Task: Look through the data below and report how many lines include "primitives". Only the number should be given.
□ □ □ □ □ □ □
PR #140, opened 2016-08-28
Widen dropnull() and allnull() signatures

nalimilan:
Support for any AbstractArray is needed to write generic code supporting
e.g. Array{Nullable} and NullableCategoricalArray. Make the semantics
of dropnull() more explicit in the docs.

Simplify the implementation of anynull(). In dropnull(X::NullableVector),
remove the redundant copy(): indexing already makes a copy.

(Travis failure on master is unrelated.)

### DIFF
--- a/src/primitives.jl
+++ b/src/primitives.jl
@@ -148,51 +148,50 @@ function Base.find(X::NullableArray{Bool}) # -> Array{Int}
     return res
 end
 
-@doc """
-`dropnull(X::NullableVector)`
 
-Return a `Vector` containing only the non-null entries of `X`.
+_isnull(x::Any) = false
+_isnull(x::Nullable) = isnull(x)
+
+@doc """
+`dropnull(X::AbstractVector)`
+
+Return a vector containing only the non-null entries of `X`,
+unwrapping `Nullable` entries. A copy is always returned, even when
+`X` does not contain any null values.
 """ ->
-dropnull(X::NullableVector) = copy(X.values[!X.isnull]) # -> Vector{T}
+function dropnull(X::AbstractVector)                 # -> AbstractVector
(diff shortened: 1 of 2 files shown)


nalimilan:
@davidagold What do you think about this one?

davidagold:
Thank you for pinging me. I think that these expanded definitions should live elsewhere, but I also think that getting them into Base (or wherever else we decide they ought to go) may take a while. So until then, I think they can live here. Does that sound right to you?

nalimilan:
I'd like to try moving into Base the extended definition `isnull(::Any) = false`. As regards `allnull`, `anynull` and `dropnull`, they are certainly more general than `NullableArrays`, but OTOH they are not very likely to be used outside of it since `Array{Nullable}` is quite inefficient. So I wouldn't say they are the most urgent functions to move to another place: first, we should move functions that apply to `Nullable`.

davidagold:
+2 to moving `isnull(::Any) = false` to Base. I do think that there's a case for `dropnull` to live in `base/nullable.jl`, but I'm fine with housing these methods here for now.

EDIT: The reasoning being: this isn't a semantics-related decision, and we can always move these definitions around later. No point in holding up progress elsewhere.

nalimilan:
Thanks! Could you (or I) tag a new release so that the DataFrames port passes tests?

davidagold:
Please feel free to tag whenever =)

quinnj:
+3 to having `isnull(::Any) = false` to Base. @johnmyleswhite, any hesitations with doing that?

johnmyleswhite:
No, I think that's good as long as we make sure it's getting optimized out for non-Nullable types.

nalimilan:
OK, I'll make a PR then.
□ □ □ □ □ □ □
Answer: 2